Kapitel 16
Rosie steht an der Schlafzimmertür, die Hände an der Taille, sie ist total sauer auf ihre Freundin wegen der Entscheidung, die sie getroffen hat. Das war eine Lebenschance, die sie einfach hat verstreichen lassen.
Arianna saß mit gesenktem Kopf auf dem Bett; sie wollte Rosie nicht in die Augen sehen, weil sie wusste, dass ihre beste Freundin sauer auf sie war. Trotzdem bereute sie überhaupt nichts von dem, was sie getan hatte; sie glaubte, sie habe die richtige Entscheidung getroffen.
Ja, das Geld hätte ihr Leben verändert, aber sie glaubte, dass sie sich mit der Annahme dieses Geldes das, was von ihrem Selbstrespekt und ihrer Würde noch übrig war, verkauft hätte. Sie wäre nicht anders als die anderen Frauen, von denen Stark gesprochen hatte.
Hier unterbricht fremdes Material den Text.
PR #292, opened 2019-12-18
Fix ColorPicker screenshots by upgrading styled-components

vidaaudrey:
## Summary 
The inconsistent style-components version is causing a few ColorPicker related screenshots to fail in #289.  This is mainly due to the ColorPicker use `ref` which is only supported in styled-components v4 ([innerRef deprecated](https://www.styled-components.com/docs/api)). Fixed by updating styled-components to v4. 

## Test 
The existing screenshots should pass.

### DIFF
--- a/.vscode/settings.json
+++ b/.vscode/settings.json
@@ -1,6 +1,5 @@
 {
   "editor.formatOnSave": true,
-  "eslint.autoFixOnSave": true,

Nach ein paar Minuten Stille sprach Rosie schließlich. Sie war so aufgebracht, dass sie keine Ahnung hatte, welche Worte sie benutzen sollte. Was ihre beste Freundin getan hatte, war für sie immer noch unglaublich.
'Arianna, was hast du getan?' fragte sie flüsternd. Aria schwieg, sie wusste keine Worte als Antwort.
'Warum hast du so etwas getan, Aria? Was hast du dir dabei gedacht? Ist dir klar, dass du gerade die riesige Summe von fünfzigtausend Dollar abgelehnt hast? Weißt du, was das Geld für dich tun könnte, Aria?' fragte sie.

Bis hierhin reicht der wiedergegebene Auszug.